Jesus and his disciples left Galilee and went up to the villages near Caesarea Philippi. As they were walking along, he asked them, “Who do people say I am?” “Well,” they replied, “some say John the Baptist, some say Elijah, and others say you are one of the other prophets.” Then he asked them, “But who do you say I am?” Peter replied, “You are the Messiah.” (Mark 8:27-29)
Do you think it’s hard to walk in the dark, or navigate a room with the lights off and your eyes closed? Try flying a small plane at 15,000 feet. Blind. Jim O'Neill did. Not that he intended to, mind you. The sixty-five-year-old pilot was forty minutes into a four-hour solo flight from Glasgow, Scotland, to Colchester, England, when his vision failed. He initially thought he’d been blinded by the sun, but he soon realized it was much worse. "Suddenly I couldn't see the dials in front of me. It was just a blur. I was helpless." His plight gave real meaning to the phrase, "flying blind." Turns out, he'd suffered a stroke. O'Neill groped and found the radio of his Cessna and issued a Mayday. Paul Gerrard, a Royal Air Force Wing Commander who’d just completed a training sortie nearby, was contacted by air traffic controllers and took off in O'Neill's direction. He found the plane and began talking to the stricken pilot.
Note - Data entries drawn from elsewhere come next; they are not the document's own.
PR #4181, opened 2025-06-24
Add missing inlining annotations to Name.pattern_match

lthls:
We noticed some anonymous functions passed to `Name.pattern_match`  in perf profiles. This is likely not a big problem, but given the typical usage of `Name.pattern_match` it seems better to always inline.

### DIFF
--- a/middle_end/flambda2/identifiers/int_ids.ml
+++ b/middle_end/flambda2/identifiers/int_ids.ml
@@ -831,7 +831,7 @@ module Code_id_or_symbol = struct
 
   let create_symbol symbol = symbol
 
-  let pattern_match t ~code_id ~symbol =
+  let[@inline always] pattern_match t ~code_id ~symbol =
     let flags = Table_by_int_id.Id.flags t in
     if flags = Code_id_data.flags
     then (code_id [@inlined hint]) t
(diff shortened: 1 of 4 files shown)


middle_end/flambda2/identifiers/int_ids.ml
```diff
@@ -549,9 +549,9 @@ module Name = struct
   let[@inline always] pattern_match t ~var ~symbol =
     let flags = Id.flags t in
     if flags = var_flags
-    then var t
+    then (var[@inline hint]) t
```
Gbury:
```suggestion
    then (var[@inlined hint]) t
```

middle_end/flambda2/identifiers/int_ids.ml
```diff
@@ -549,9 +549,9 @@ module Name = struct
...
     else if flags = symbol_flags
-    then symbol t
+    then (symbol[@inline hint]) t
```
Gbury:
```suggestion
    then (symbol[@inlined hint]) t
```

Ekdohibs:
There are several other `pattern_match` functions in the same file which would benefit from this as well, I think.

Gbury (approved):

The commander told O'Neill what to do. His instructions were reassuring and simple: "A gentle right turn, please. Left a bit. Right a bit." He hovered within five hundred feet of O'Neill, shepherding him toward the nearest runway. Upon reaching it, the two began to descend. When asked if he could see the runway below, O'Neill apologized, "No sir, negative." O'Neill would have to land the plane by faith, not by sight. He hit the runway but bounced up again. The same thing happened on the second attempt. But finally, on the fourth try, the blinded pilot managed to make a near-perfect landing.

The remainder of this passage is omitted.